The International Finance Corp./World Bank Group (IFC/WB) studied the Philippine telecom industry (May 2018). While penetration is at par with East Asian neighbors, there is indeed a worrisome lag in service quality of both mobile and fixed broadband services, where out of 87 countries ranked in overall speeds and availability of both 3G and 4G networks, the Philippines ranked #86 and #79 respectively.
The IFC/WB study suggests that a third mobile operator in the Philippines is not viable without substantial reforms. The major gap identified is “insufficient regulatory capacity and limited authority to enforce quality and performance standards.” Recommendation is to clarify the roles of respective institutions (DICT, NTC), build up regulatory capacity and strengthen mandates in upholding competition in the market. Based on the observation that inefficient capital investment and sub-optimal regulatory framework have led to poor digital infrastructure, the study proposed streamlining of approval and control systems and asymmetric working policies to ease in new entrants disadvantaged by the foothold of earlier players — such as interconnection, infrastructure sharing, and technology neutrality. The IFC/WB commented that the constitutional 40% foreign ownership cap for public utility might be reviewed for true competition and efficiency in the industry.
The IFC/WB group has offered to review the regulatory framework and operating environment of telecoms jointly with government and with the participation of players in the industry. Only with the commitment from government to make changes in regulations and to strictly enforce these can new entrants be processed under set qualification standards. The industry regulator will assess and choose operators — who will be aided by the IFC in the analysis and funding of their financing/capitalization under the PPP (public-private participation) scheme.
Case studies of near-monopolistic telecom markets in Mexico and Colombia show that regulation is key to keeping competition healthy, and the industry fair and responsive to the public. Both countries suffer extreme congestion of the mobile market while service is poor and expensive. Lack of regulatory enforcement led to failure to achieve targets, and condoned the opportunistic megaplayers.

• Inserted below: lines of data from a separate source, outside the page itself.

PR #1238, opened 2026-05-18
wallet: migrate UTXO store + lease ops to db.Store

yyforyongyu:
## Summary

Complete UTXO-store migration through `db.Store`. Implements all four
`UtxoStore` methods on the kvdb backend and routes their wallet-side
consumers through the store — folded together so reviewers see the
kvdb impl and its wallet caller in the same chain.

- kvdb impls (with bundled tests): `GetUtxo`, `ListUTXOs`,
  `LeaseOutput`, `ListLeasedOutputs`
- wallet routes through the store: `GetUtxo`, `ListUnspent`,
  `LeaseOutput`, leased-outputs query
- shared test scaffolding: `kvdb/utils_test.go` matchers; wallet
  conversion helpers

## Why

- delivers the UTXO portion of the kvdb → db.Store migration in one
  reviewable chain instead of splitting it across multiple PRs
- mirrors the kvdb-impl + wallet-route interleave used on PR #1214
  (impl-address-manager-store) so each method's impl and its caller
  land together
- supersedes the previous split into PR #1203 (manager routing) and
  this PR (kvdb impls); #1203's content is now in this stack

## What Changed

- `wallet/internal/db/kvdb/utxostore.go`: implement `GetUtxo`,
  `ListUTXOs`, `LeaseOutput`, `ListLeasedOutputs` against the legacy
  `wtxmgr` / `waddrmgr` reads
- `wallet/internal/db/kvdb/utxostore_test.go`: unit coverage for each
- `wallet/utxo_manager.go`: wallet flows now consult `w.store` instead
  of touching `wtxmgr` directly
- `wallet/utxo_manager_test.go`: tests updated for store-backed mocks
- `wallet/internal/db/kvdb/utils_test.go`: shared test scaffolding
  (`testLegacyAddrStore`)

## Testing

- per-commit `GOWORK=off go build ./...` clean across all 10 commits
- `make lint`: 0 issues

Like Carlos Slim Helú, richest man in Mexico; from 2010 to 2013, the richest person in the world, according to Forbes magazine, and as of August 2018, the seventh richest in the world. He accounts for 40% of the listings on the Mexican Stock Exchange, while his net worth ($54.5 billion 2017) is equivalent to about 6% of Mexico’s gross domestic product. He owns América Móvil, the seventh largest mobile network operator (more than 360 million subscribers globally) and one of the largest corporations in the world. Slim’s telecom empire reaches almost every country in Latin America.

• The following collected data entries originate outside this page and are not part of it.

Issue #38, opened 2014-01-22
rpc: implement backupwallet


dajohi:
implement backupwallet

jrick:
The seed should be backed up when the wallet is created, and is used to recreate a new wallet with the same keys.  Since the seed is not saved, it cannot be exported at a later time.

arnuschky:
I would like to reopen this. The `backupwallet` RPC call on bitcoin core writes the wallet in a consistent state so that it can be backed up and be used on a future restart.

This is very useful beyond backing up HD keys:
 * Single non-HD keys that can't be restored with a seed (eg, imported ones).
 * When restoring an HD wallet from the seed, I might not know which wallet chains and addresses have been created and used previously. Searching through this history is very quickly extremely costly (as each new address has to be rescanned).
 * Rescans can take a lot of time.
 * Any other metadata in the db is lost.

Many of these things are not super critical for the average home user, but remember that down-times over a few seconds/minutes are not acceptable in a professional production environment.

For these reasons I think that a functionality as provided by `backupwallet` is very much needed.

jrick:
For us, this is as easy as copying the `wallet.db` file while wallet is closed.  Bitcoin Core Wallet needs an RPC for this since it's not as simple as copying the wallet file since it references the blockchain data as well.

No need to go over RPC to export everything in the wallet.

arnuschky:
So how do I copy this file while running? Do you mean that I have to shut down btcwallet every time I backup (thereby losing all rpc client connections etc)?

jrick:
Copying a file isn't an atomic operation on any filesystem that I know of.  While the entire original file should always be in some kind of consistent state, the copy might not be.

davecgh:
I'd suggest having the RPC work similar to how the existing export watching wallet RPC function.   That is to say, have it create a read transaction and use the .WriteTo to write the full contents to a separate file.  That is safe and will provide a safe method for requesting a backup to be made while the wallet process is operational.

jrick:
I still believe that recovering the wallet via the seed is the best method of recovering a wallet.  I'm not a fan of using an RPC to write local files which the client then has to fetch off of the server's filesystem.

PR #1240, opened 2026-05-20
prep: foundation for the account-store routing (db.AccountInfo surface, fingerprint cache, Name filter)

yyforyongyu:
## Summary

Foundation pieces for the upcoming `db.AccountStore` routing work
(stacked PRs #1236 and #1239). Splits 7 prep commits out of the
previously-shared PR #1236 to keep that PR focused on the kvdb
implementations + the wallet-side cache routing.

## Commits

1. `waddrmgr: expose legacy adapter methods on public interfaces` —
   promote `EncryptedMasterHDPriv`, `Decrypt`, and `ImportWitnessScript`
   onto `waddrmgr.AddrStore` / `waddrmgr.AccountStore` so the kvdb
   adapter (downstream) can type its `addrStore` field as
   `waddrmgr.AddrStore` directly without per-call narrow interfaces
   and runtime assertions.
2. `wallet: surface db.AccountInfo on read APIs` — change
   `Wallet.GetAccount` to return `*db.AccountInfo` and
   `Wallet.ListAccounts*` to return `*AccountsResult` with
   `Accounts []db.AccountInfo`. Internally still uses
   `waddrmgr.AccountProperties + fetchAccountBalances`; a new
   `propertiesToAccountInfo` helper bridges the legacy shape into the
   canonical `db.AccountInfo` at the public boundary. Subsequent
   routing PRs do not need a reverse conversion.
3. `wtxmgr: add UnspentOutputsIncludingLocked` — variant of
   `UnspentOutputs` that includes locked outputs. Required by the
   downstream kvdb Balance walk in PR #1239.
4. `wallet: wire keyVault into the test fixture` — surfaces the
   keyVault stub on the mock-wallet fixture so the downstream
   routing tests can mock it.
5. `wallet: cache master fingerprint on Wallet at Manager.Load` —
   parse and cache the BIP32 master-key fingerprint at
   `Manager.Load` time. The kvdb store can't round-trip derived-
   account fingerprints natively (waddrmgr's default-account row
   has no fingerprint column); the wallet-layer override at the
   public boundary is the canonical compatibility path. Bug #38
   in our fork tracks the latent classifier issue this introduces.
6. **`db: add Name field to BalanceParams`** — pure contract
   addition: `Name *string` on `db.BalanceParams`, plus two new
   sentinels (`ErrBalanceParamsNameWithoutScope`,
   `ErrBalanceParamsAccountAndName`) and the matching Validate
   updates. No backend or caller uses Name yet; this is forward-
   compatible.
7. **`db+sql: thread Name through Balance backend`** — wire the
   pg and sqlite backends to honor the new Name filter. SQL queries
   gain an optional `account_name` filter alongside the existing
   `account_number` filter; sqlc regenerates; adapters thread
   `params.Name` through.

   This fixes the SQL silent-zero bug for imported accounts at the
   store layer: before this change, querying Balance for an
   imported account passed Account=0 (the masked value) which
   matched the default derived account (`account_number = 0`), not
   the imported row (`account_number IS NULL`). Imported-account
   balance reads silently returned 0. With Name, callers
   (including the still-to-route `Wallet.Balance` in #1239) get
   the correct sum.

## Why these are split out

Originally the wtxmgr/wallet/waddrmgr foundation pieces were
landing alongside the kvdb implementation in PR #1236. Splitting
them into this prep branch lets reviewers:

- See the contract additions and surface changes independently of
  the kvdb routing work.
- Land the SQL silent-zero fix immediately (commit 7), without
  waiting on the full account-store routing stack to merge.
- Keep PR #1236 focused on the 7 kvdb+routing commits.

## Stack

```
sql-wallet
  ├─ prep-account-store  (this PR)
       ├─ impl-account-kvdb (PR #1236)
            ├─ impl-account-manager-store (PR #1239)
```

PR #1236 and #1239 will rebase onto this branch.

## Test plan

- [ ] `make unit` passes.
- [ ] `make itest-db db=sqlite` passes (the SQL Name filter fix is
      exercised by existing Balance itests after the contract
      ships).
- [ ] `make itest-db db=postgres` passes.
- [ ] Per-commit build verified across all 7 commits via
      `git rebase --exec 'GOWORK=off go build ./...'`.

🤖 Generated with [Claude Code](https://claude.com/claude-code)


wallet/internal/db/pg/utxostore_balance.go
```diff
@@ -10,6 +11,15 @@ import (
 	"github.com/btcsuite/btcwallet/wallet/internal/sql/pg/sqlc"
 )
 
+// nullableStringNS converts a *string into a sql.NullString. nil maps to
+// {Valid: false}; non-nil dereferences and stores the value.
+func nullableStringNS(s *string) sql.NullString {
```
yyforyongyu: `nullableStringNS` is byte-identical here and in `wallet/internal/db/sqlite/utxostore_balance.go:63` (same doc-comment, same body, just different file). The sibling helpers — `NullableInt32ToSQLInt32`, `NullableInt32ToSQLInt64`, `NullableUint32ToSQLInt64` — already live in the shared package at `wallet/internal/db/safecasting.go`, and both pg/sqlite balance adapters already call them from there in the same struct literal. Hoisting this one into the same file as `db.NullableStringToSQLNullString` (or whatever name fits the existing naming convention) and dropping the local copies removes the duplication and keeps the next nullable-helper from forking into per-backend files.

(`claude-opus-4-7[1m]`)

wallet/internal/db/data_types.go
```diff
@@ -1257,12 +1266,35 @@ var ErrBalanceParamsAccountWithoutScope = errors.New(
...
+// a scope; a name-only balance query would sum across scopes (or depend
+// on backend-specific lookup behavior).
+var ErrBalanceParamsNameWithoutScope = errors.New(
+	"balance: Name requires Scope (account names are scope-unique)",
+)
+
+// ErrBalanceParamsAccountAndName is returned by BalanceParams.Validate when
+// both Account and Name are set. The two fields are mutually exclusive:
+// picking one disambiguates the account, picking both is contradictory.
+var ErrBalanceParamsAccountAndName = errors.New(
```
yyforyongyu, line 1280: Two coverage gaps around the new `Name` contract.

**(a) Validate is untested for the new sentinels.** `TestBalanceParamsValidate` in `wallet/internal/db/data_types_test.go:39` covers `zero value`, `scope only`, `account with scope`, `account without scope`, and `account without scope but with confs`, but adds no cases for the two new sentinels this commit defines. A revert of either `if p.Name != nil && p.Scope == nil` or `if p.Account != nil && p.Name != nil` would land green. Three lean cases close it:

```go
{name: "name with scope", params: BalanceParams{WalletID: 1, Scope: &scope, Name: &name}},
{name: "name without scope", params: BalanceParams{WalletID: 1, Name: &name}, wantErr: ErrBalanceParamsNameWithoutScope},
{name: "account and name", params: BalanceParams{WalletID: 1, Scope: &scope, Account: &zeroAccount, Name: &name}, wantErr: ErrBalanceParamsAccountAndName},
```

**(b) The SQL silent-zero fix has no itest.** The follow-up `sql: thread Name through Balance backend` commit message claims the user-visible bug it closes is "imported-account balance reads silently returned 0". Nothing in `wallet/internal/db/itest/` exercises `Balance` with a `Name` filter against an imported account today — `grep -rn 'Name:' wallet/internal/db/itest/` only turns up name-keyed account/wallet *create/get* paths, no balance queries. An itest with the shape:

1. Create an imported account (`AccountNumber` masked to 0 on the read).
2. Credit a confirmed UTXO to that account.
3. Also create the default derived account (also `AccountNumber == 0` at the contract boundary) and credit a *different* UTXO to it.
4. `store.Balance(BalanceParams{Scope, Name: &importedName})` returns only the imported credit.
5. `store.Balance(BalanceParams{Scope, Name: &"default"})` returns only the derived credit.

…would lock in the fix and catch a regression where someone drops the `account_name` filter from the query.

(`claude-opus-4-7[1m]`)

wallet/account_manager.go
```diff
@@ -147,28 +148,63 @@ func (w *Wallet) NewAccount(_ context.Context, scope waddrmgr.KeyScope,
...
+		AccountName:          props.AccountName,
+		Origin:               origin,
+		ExternalKeyCount:     props.ExternalKeyCount,
+		InternalKeyCount:     props.InternalKeyCount,
+		ImportedKeyCount:     props.ImportedKeyCount,
+		IsWatchOnly:          props.IsWatchOnly,
+		KeyScope:             db.KeyScope(props.KeyScope),
+		PublicKey:            pubKey,
+		MasterKeyFingerprint: props.MasterKeyFingerprint,
+		ConfirmedBalance:     total,
```
yyforyongyu, line 197: Full-stack update: this is addressed for the routed `GetAccount` / `ListAccounts*` APIs by the later kvdb store work, which splits confirmed/unconfirmed balances and uses the locked-inclusive UTXO source. The remaining concern only applies to the legacy `Wallet.Accounts` path that still goes through this temporary converter; if that path is intentionally carried as legacy behavior until a later PR removes or rewrites it, this should not block the stack. (`openai/gpt-5.5`)

wallet/account_manager.go
```diff
@@ -147,28 +148,63 @@ func (w *Wallet) NewAccount(_ context.Context, scope waddrmgr.KeyScope,
...
+func propertiesToAccountInfo(props *waddrmgr.AccountProperties,
+	total btcutil.Amount) db.AccountInfo {
+
+	var pubKey []byte
+	if props.AccountPubKey != nil {
+		pubKey = []byte(props.AccountPubKey.String())
+	}
+
+	origin := db.DerivedAccount
+	if props.IsWatchOnly {
```
yyforyongyu: `IsWatchOnly` is lock-state dependent, not an account-origin classifier. For normal derived accounts in a locked wallet, `AccountProperties` sets `IsWatchOnly` because the private account key is not loaded, so this reports them as `ImportedAccount` and masks `AccountNumber` to `0`. Use a persisted imported-account signal instead of watch-only state. (`openai/gpt-5.5`)

yyforyongyu:
Both prior findings addressed in this push:

- `nullableStringNS` is now `db.NullableStringToSQLNullString` in `wallet/internal/db/safecasting.go:126`; both pg/sqlite adapters call it from there.
- `TestBalanceParamsValidate` gained `name with scope` (accept), `name without scope` (`ErrBalanceParamsNameWithoutScope`), and `account and name` (`ErrBalanceParamsAccountAndName`).
- `TestBalanceNameFilterDisambiguatesMaskedImportedAccount` in the itest creates one derived + one imported account (both at `AccountNumber == 0` at the contract boundary), credits a distinct UTXO to each, and asserts each `Balance({Scope, Name})` returns only its own credit — exactly the imported-silent-zero regression the SQL Name filter was meant to close.

LGTM 🧱
(`claude-opus-4-7[1m]`)

yyforyongyu:
Re-reviewed current head `2478f9885` with the downstream stack in view. The current unit-cover and unit-race failures both come from `TestListAccountsWithBalances`: `listAccountsWithBalances` now calls `scopeMgr.IsImportedAccount` at `wallet/account_manager.go:1090`, but `wallet/account_manager_test.go:1261-1275` only sets `AccountProperties` expectations for the loop. The mock panics on the unexpected `IsImportedAccount(*bdb.bucket,uint32)` call, so the test needs matching `IsImportedAccount` expectations for each account (or the helper/test needs to be adjusted).

(`openai/gpt-5.5`)

wallet/account_manager.go
yyforyongyu: Resolved as non-blocking legacy behavior: routed GetAccount/ListAccounts* use the kvdb balance split with the locked-inclusive UTXO source. propertiesToAccountInfo remains only for the deprecated Wallet.Accounts bridge until that legacy API is removed.

wallet/account_manager.go
yyforyongyu: Addressed in the pushed stack: propertiesToAccountInfo takes explicit isImported sourced from IsImportedAccount instead of props.IsWatchOnly, with regression coverage for locked derived and imported rows.

wallet/internal/db/data_types.go
yyforyongyu: Addressed in the pushed stack: TestBalanceParamsValidate now covers name-with-scope, name-without-scope, and account-and-name. TestBalanceNameFilterDisambiguatesMaskedImportedAccount covers imported/default account Balance name filters.

waddrmgr/scoped_manager.go
```diff
@@ -2824,6 +2824,24 @@ func (s *ScopedKeyManager) IsWatchOnlyAccount(ns walletdb.ReadBucket,
...
+
+	s.mtx.Lock()
+	defer s.mtx.Unlock()
+
+	acctInfo, err := s.loadAccountInfo(ns, account)
+	if err != nil {
+		return false, err
+	}
+
+	return acctInfo.acctType == accountWatchOnly, nil
```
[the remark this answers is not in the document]
yyforyongyu: Addressed in the pushed stack: IsImportedAccount special-cases ImportedAddrAccount and returns true without loading row info; TestIsImportedAccountAcceptsLegacyImportedAccount covers it.

yyforyongyu:
LGTM 🌐
(`claude-opus-4-7[1m]`)

wallet/account_manager.go
```diff
@@ -216,6 +267,7 @@ func (w *Wallet) ListAccounts(_ context.Context) (*AccountsResult, error) {
 			// pre-calculated balances.
 			scopedAccounts, err := listAccountsWithBalances(
 				scopeMgr, addrmgrNs, accountBalances,
+				walletWatchOnly, w.masterFingerprint,
```
yyforyongyu, line 248: This `w.masterFingerprint` use is introduced before the `Wallet.masterFingerprint` field exists in the replayed stack, so GitHub `Check commits` fails on `d9890b7c wallet: surface db.AccountInfo on read APIs` with `w.masterFingerprint undefined` here and in the sibling call sites. Please fold the field/initialization into the commit that first uses it, or delay these uses so each commit builds independently. (`openai/gpt-5.5`)

wallet/account_manager.go
```diff
@@ -268,8 +320,9 @@ func (w *Wallet) ListAccountsByScope(_ context.Context,
 	if err != nil {
 		return nil, err
 	}
+	walletWatchOnly := w.addrStore.WatchOnly()
```
yyforyongyu, line 293: CI reports `wsl_v5` here: `missing whitespace above this line`. Add a blank line between the error-return block and this assignment to keep the method in the repo's stanza style. (`openai/gpt-5.5`)

wallet/account_manager.go
```diff
@@ -354,6 +409,9 @@ func (w *Wallet) ListAccountsByName(_ context.Context,
 
 				return err
 			}
+			if accNum == waddrmgr.ImportedAddrAccount {
```
yyforyongyu: This added branch is one of the paths pushing `ListAccountsByName` over the CI cyclop limit (`11`, max `10`), and `wsl_v5` also reports this line needs a blank line above it. Extracting the per-scope lookup/result assembly into a small helper would address the complexity and make the stanza split natural. (`openai/gpt-5.5`)

wallet/account_manager.go
```diff
@@ -424,17 +496,18 @@ func (w *Wallet) GetAccount(_ context.Context, scope waddrmgr.KeyScope,
 		if err != nil {
 			return err
 		}
+		if accNum == waddrmgr.ImportedAddrAccount {
```
yyforyongyu: CI reports the same `wsl_v5` missing-blank-line issue here. Add the stanza break before this `ImportedAddrAccount` guard as well. (`openai/gpt-5.5`)

wallet/account_manager.go
yyforyongyu: Addressed by rewriting the prep branch order: `wallet: cache master fingerprint on Wallet at Manager.Load` now lands before `wallet: surface db.AccountInfo on read APIs`, so the first commit that uses w.masterFingerprint builds independently.

wallet/account_manager.go
yyforyongyu: Addressed with the stanza break in ListAccountsByScope; `GOWORK=off make lint` now passes on the prep branch.

wallet/account_manager.go
yyforyongyu: Addressed by extracting the per-scope name lookup into accountInfoByNameInScope, which removes the ListAccountsByName cyclop issue and naturally adds the stanza break. `GOWORK=off make lint` passes on the prep branch.

wallet/account_manager.go
yyforyongyu: Addressed with the missing stanza break before the imported-account guard; `GOWORK=off make lint` passes on the prep branch.

yyforyongyu:
LGTM 🪙
(`claude-opus-4-7[1m]`)

yyforyongyu:
LGTM on current head `9f236eee5fac72f01696ee6095d9d73d6c82c612` from the requested code-review pass. I did not find any fresh non-duplicate issues beyond the existing resolved/non-blocking threads. (`openai/gpt-5.5`)

wallet/account_manager.go
```diff
@@ -393,6 +421,45 @@ func (w *Wallet) ListAccountsByName(_ context.Context,
...
+	accNum, err := scopeMgr.LookupAccount(addrmgrNs, name)
+	if err != nil {
+		if waddrmgr.IsError(err, waddrmgr.ErrAccountNotFound) {
+			return db.AccountInfo{}, false, nil
+		}
+
+		return db.AccountInfo{}, false, err
+	}
+
+	if accNum == waddrmgr.ImportedAddrAccount {
```
yyforyongyu: This now suppresses the reserved imported account from `ListAccountsByName("imported")`; `GetAccount` does the same below by returning `ErrAccountNotFound` when `LookupAccount` resolves to `ImportedAddrAccount`. The base implementation returned that account's properties, and the public account docs still describe `"imported"` as a reserved account rather than an unqueryable one. If the new `db.AccountInfo` surface intentionally excludes the legacy imported pseudo-account, the docs/tests should lock that in; otherwise this is an observable behavior regression for callers that inspect the imported account. (`openai/gpt-5.5`)

yyforyongyu:
LGTM 🏷️
(`claude-opus-4-7[1m]`)

yyforyongyu:
LGTM 👍 (`openai/gpt-5.5`)

GustavoStingelin (approved):
Ok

América Móvil holds over 70% of the Mexican telecom market. But Slim’s enormous appetite for acquisition and monopolist control has been curbed by the firm resolve of Mexican President Enrique Peña Nieto who in 2014 signed a law aimed at increasing competition in the telecommunications arena by imposing a 50% maximum market share. Slim had to bow to tight regulation and careful watching by the Federal Institute of Telecommunications (reuters.com, July 9, 2014).
And the third, fourth, fifth telcos came naturally, in renewed trust and hope for fair competition.
 
Amelia H. C. Ylagan is a Doctor of Business Administration from the University of the Philippines.